There is more than $500 million per year in new contract authority under the IIJA/BIL for TAP funds. This represents a nearly 60% increase from funding levels under the FAST Act, the previous federal transportation bill.
Under the IIJA/BIL every state and Metropolitan Planning Organization must develop a competitive process for the awarding of TAP funds. While requiring a competitive process has been a feature of TAP since 1991, Congress has now added a requirement that the competitive process shall include prioritization of project location and impact in high-need areas as defined by the State, such as low-income, transit-dependent, rural, or other areas.
How high-need areas are defined is a state decision and can reflect the needs of each state. Transportation inequities have been found to be associated with many different types of people and communities. The United States Department of Transportation has an Equity Action Plan that focuses on Wealth Creation, the Power of Community, Interventions, and Expanding Access. The USDOT Equity Action Plan supports Executive Order 13985, "Advancing Racial Equity and Support for Underserved Communities Through the Federal Government," which defines underserved communities as "populations sharing a particular characteristic, as well as geographic communities, that have been systematically denied a full opportunity to participate in aspects of economic, social, and civic life."
Several provisions of the IIJA/BIL were enacted to provide greater authority to local communities that would like to implement bicycling and walking projects.
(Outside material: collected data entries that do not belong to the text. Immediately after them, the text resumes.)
PR #7858, opened 2026-08-24
feat(workflows): step agent types with find-or-spawn

### LINKED ISSUE #7712: Workflow steps: reference an agent type with find-or-spawn

houko:
Closes #7712.

## Credit

The analysis and the resolution design here are **@DaBlitzStein's**, from #7715 — the find-or-spawn shape, the canonical name-derived UUID via `agent_identities` (#4614), the ByType-specific step error, and the observation that dry runs must not spawn are all theirs.
This PR exists only because the review on #7715 stalled: every commit since the CHANGES_REQUESTED review has been a bare `Merge branch 'main'`, and four PRs (#7717, #7725, #7726, #7727) are stacked on top of it, so landing the root unblocks the most work of anything in the queue.
I recommend #7715 be closed as superseded by this one — that is a recommendation for @DaBlitzStein and the maintainers to act on, not something I have done or will do.
Nothing in #7715 has been closed, labelled, commented on, or pushed to.

## Premise check

`StepAgent::ByType` and the find-or-spawn resolution are **absent from `main`** — `StepAgent` there has only `ById` and `ByName`, and there is no template-loading path for step agents at all.
So this is an implementation of the issue, written fresh against current `main`, not an adjustment of existing code.
Where it reuses #7715's approach it is called out above; the diff was written rather than copied, and the three review items are built into the design instead of patched on.

## The three review items

**1. Exactly-one-of validation on the routing keys.**
`id` / `name` / `type` are now counted before a `StepAgent` is constructed, in both the kernel deserializer (TOML/JSON workflow definitions) and the HTTP `POST` / `PUT /api/workflows` handlers.
Presence is decided on the key, not on "the key holds a string": `{"agent_id": 7, "agent_name": "b"}` used to fail the `as_str()` cast, look unset, and resolve to `ByName` — binding the step to the agent the author had stopped naming.
An explicit JSON `null` still counts as absent so a client that serializes unset fields round-trips.
Integration tests cover every ambiguous pair and the all-three case on **both** create and update (8 cases), plus a non-string key, an empty key, and — for update — an assertion that the rejected `PUT` left the stored step list untouched rather than partially replaced.

**2. The `workflow_create` `builtin_tool_definitions` hunk is not here.**
No change to `crates/librefang-runtime/src/tool_runner/definitions.rs`.
It belongs with #6943 and must land atomically with a dispatcher, or agents discover an advertised tool that answers `ToolError::NotFound`.

**3. Structured template-loading error.**
New `librefang_kernel::agent_template` returns `TemplateLoadError` with variants `Missing` / `Unreadable` / `Malformed` / `NameMismatch` / `InvalidName`, each naming the path it was looking at, plus a stable `kind()` for structured logs and an `is_missing()` for the one case where "try a different name" is the right advice.
The search stops at the first directory that *has* the manifest file, so a malformed `workspaces/agents/<type>/agent.toml` is reported as malformed instead of falling through to the registry copy — silently serving a different manifest than the one on the operator's disk is how an edit appears to have no effect.
Template identity is pinned: the raw TOML is inspected for a `name` key before deserializing (because `AgentManifest` is `#[serde(default)]` and would turn an omitted name into the literal `"unnamed"`), an omitted name is pinned to the directory name, and a *declared* name that disagrees is refused.
That refusal is what makes the duplicate-race reuse safe — since `manifest.name == requested` always holds, the entry re-read after an `AgentAlreadyExists` is the same agent this spawn was building.
Reuse now matches **only** `AgentAlreadyExists`; every other spawn failure returns an error rather than re-probing the registry and binding the step to whatever holds that name.

## Other substantive changes

- `StepAgent::ByType { template }` serializes as `{"type": "..."}` and as `{"agent_type": "..."}` in the HTTP step shape, so a workflow round-trips through `GET /api/workflows/{id}` as a type rather than decaying to a name.
- The six byte-identical `match agent_ref { ById .. ByName .. }` closures — kernel `run_workflow`, kernel operator-timeout auto-resolve, `KernelHandle` workflow runner, channel bridge, and the API background / resume / operator drivers — collapse into one `KernelApi::resolve_step_agent`. Six copies of one policy is six places to forget a variant, and `ByType` is exactly the kind of variant a missed copy fails *silently* on: the step resolves to `None` and the run reports a missing agent rather than an unhandled reference.
- `KernelApi::preview_step_agent` is the non-mutating twin, used by `dry_run_workflow`. `POST /api/workflows/{id}/dry-run` is documented as side-effect free; a preview that mints an agent per invocation turns "show me what this would do" into "do part of it". The preview reports the canonical id the real run *would* land on, read from `agent_identities` without registering.
- The type agent is spawned top-level (`parent = None`) deliberately: it outlives the run that first needed it and is shared by every later run of every workflow naming that type, so parenting it to whichever run happened to be first would give it that agent's lifetime and capability ceiling.
- Template search order is `<home>/workspaces/agents/<type>/agent.toml` then `<home>/registry/agents/<type>/agent.toml` — the two agent-template directories that actually exist on `main`; a local template shadows the registry checkout, matching the precedence `librefang-kernel-router` already uses for hands. Type names carrying a path separator, `..`, or a NUL are rejected before touching the filesystem.
- **Dashboard (required, not optional):** `CanvasPage`'s `buildSteps` sent `agent_id` *and* `agent_name` on every step, because a canvas node carries both so the card can render the name. Under the new rule that payload is a 400, so saving from the canvas would have broken. Routing-key selection moved into `stepAgentPayload()` in `lib/canvas.ts` (pure, unit-tested) and emits exactly one key.
- Dashboard, same file: `LoadedWorkflowStep.agent` was typed `{ id?, name? }` while the API has always emitted `{ agent_id }` / `{ agent_name }`, so the no-saved-layout load path silently restored no agent binding at all. Fixed to the real shape, including `agent_type`. `agentType` is carried through node data, the import validator, the node card, and the template-load path so a type binding survives a canvas round trip; picking a concrete agent in the node editor clears it rather than leaving both for `buildSteps` to choose between. No new UI and no new strings, so no locale changes.
- Docs updated in `docs/src/app/agent/workflows/page.mdx` and the zh mirror.

## Deliberately not changed, with the trade-off

`WorkflowTemplateStep::agent` in `librefang-types` is a single `Option<String>` that cannot record *how* a step addresses its agent.
Saving a workflow as a template therefore records the type name and `instantiate` reads it back as `ByName` — the same flattening `ById` has always had there.
The name still resolves once the type has been spawned; what is lost is find-or-spawn for a workflow instantiated from a saved template into a daemon that has never run that type.
Fixing it means widening the persisted template format in a different crate, plus the dashboard template shape and the bundled `workflows/templates/*.json`, so I have flagged it rather than bundled it. Say the word and I will open it as its own PR.

## Verification

- `cargo test -p librefang-kernel --lib step_agent` — 20/20. Kernel: spawn, reuse, missing, corrupt-not-missing, name mismatch, rejected-manifest-is-a-spawn-failure (asserting no registry entry is left to fall back onto), preview-does-not-spawn, preview-missing. Deserializer: by-type, type round trip through TOML, `{"type": ...}` serialization, every ambiguous pair + all three, non-string key, explicit null.
- `cargo test -p librefang-kernel --lib agent_template` — 10/10, covering precedence, fall-through, missing, two malformed shapes, malformed-does-not-fall-through-to-registry, name mismatch, name pinning, and path traversal.
- `cargo test -p librefang-api --test workflows_routes_integration` — 85/85, including the 8 ambiguity cases across create and update, the `agent_type` create and update round trips, and the two dry-run cases (`workflow_dry_run_previews_agent_type_without_spawning` asserts the registry count is unchanged).
- `cargo test -p librefang-kernel --test workflow_integration_test` — 8/8; `-p librefang-api` `workflow_lifecycle_test` 17/17, `workflow_operator_action_test` 12/12, `workflow_operator_nodes_test` 20/20, `workflow_pause_resume_test` 14/14, `dead_route_audit_test` 2/2, `openapi_path_coverage_test` 1/1.
- `cargo clippy -p librefang-kernel -p librefang-api --lib --tests -- -D warnings` — clean. `cargo fmt --all -- --check` — clean.
- Dashboard: `pnpm run build` (not just tsc), `pnpm run test` 1208/1208 across 124 files, `pnpm run lint` — all clean.
- Not run locally: workspace-wide build and the live-daemon paths, which need a real LLM and are human-only.


crates/librefang-kernel/src/agent_template.rs
```diff
@@ -0,0 +1,420 @@
...
+        Some("must not be empty")
+    } else if requested.contains('/') || requested.contains('\\') {
+        Some("must not contain a path separator")
+    } else if requested == "." || requested == ".." {
+        Some("must not be a relative path component")
+    } else if requested.contains('\0') {
+        Some("must not contain a NUL byte")
+    } else {
+        None
+    };
```
houko, line 160: `validate_type_name` rejects `/`, `\`, `.`/`..`, and NUL, but not a bare `:`.

On Windows, `PathBuf::join`/`push` special-cases a path with a drive prefix but no root (e.g. `c:temp`): it *replaces* `self` rather than joining onto it (documented behavior of `Path::push`). A type name like `"c:temp"` contains none of the rejected characters, so it passes this check, but `dir.join("c:temp")` in the caller would then discard `dir` entirely and resolve relative to that drive's current working directory instead of under `workspaces/agents/`/`registry/agents/`.

That's the exact class of thing this function's doc comment says it prevents ("a name carrying a path separator or `..` would otherwise let a workflow definition read an `agent.toml` from anywhere on the host") — the claim holds for `/`/`\`/`..` but not for the Windows drive-prefix escape. Worth either rejecting `:` here too, or confirming the existing `/api/templates/{name}` precedent this mirrors already handles it (in which case this comment can be resolved).

---

crates/librefang-kernel/src/kernel/step_agent.rs
```diff
@@ -0,0 +1,222 @@
...
+            }
+            // A concurrent resolver for the same type won between our
+            // `find_by_name` miss and this register. Reusing the winner is
+            // correct — and is the ONLY spawn failure where reuse is correct.
+            // Any other error (rejected module path, reserved name,
+            // tool_exec override) means this manifest was never registered,
+            // so an entry that happens to hold the name belongs to something
+            // else and binding the step to it is the silent mis-binding this
+            // resolution path exists to avoid.
+            Err(KernelError::LibreFang(LibreFangError::AgentAlreadyExists(_))) => self
```
houko, line 211: This `AgentAlreadyExists` race-reuse arm is the one path this PR calls out as load-bearing ("the ONLY spawn failure where reuse is correct"), but the added tests (e.g. `step_agent_by_type_reuses_the_registered_agent`) all seed the collision *before* calling resolve — none drives two concurrent `find_or_spawn_agent_type` calls (e.g. via `tokio::join!`) through the actual `find_by_name` miss → register → lose-the-race sequence this arm exists for.

Given how carefully the surrounding comment reasons about why reuse is safe *only* here, it'd be worth a genuine-concurrency test to prove the race path itself resolves correctly (same canonical id on both sides), not just that a pre-existing entry is reused when hit non-concurrently.

---

houko (commented):
Automated CLAUDE.md-rules pass. No mechanical fixes needed — checked deterministic-ordering, config-field, serde-skip, auth-allowlist, route-registration, dashboard query/mutation-hook, prose-wrapping, changelog-fragment, and AI-attribution rules, all clean. Two ambiguous items left as line comments for a maintainer call: a possible Windows drive-prefix path-validation gap, and a race-arm that's asserted but not exercised under real concurrency.

---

Increased Authority for Metropolitan Planning Organizations
Under the IIJA/BIL, the percentage of TAP funds sub-allocated by population increased to 59%. This means that local communities receive a greater percentage of funds and that the state Department of Transportation has a smaller percentage of funds that can be spent outside of communities. There are sub-allocations for communities with populations of less than 5,000; between 5,000 and 50,000; between 50,000 and 200,000; and 200,000 or more people.
For the largest communities, with 200,000 or more people or who are otherwise included in a Metropolitan Planning Organization (MPO), the IIJA/BIL also requires
States to provide specified amounts of obligation authority to those communities. Obligation authority provides the authority to create a legal commitment that the Federal government will pay for the Federal share of a project’s eligible cost. Under the previous transportation bill, MPOs were able to administer their own competitive processes for TAP awards, but were not guaranteed the ability to obligate the federal government to pay for the federal share of their selected projects. The change to obligation authority under the IIJA/BIL brings TAP in-line with other federal programs and ensures that MPOs have authority to administer their own projects.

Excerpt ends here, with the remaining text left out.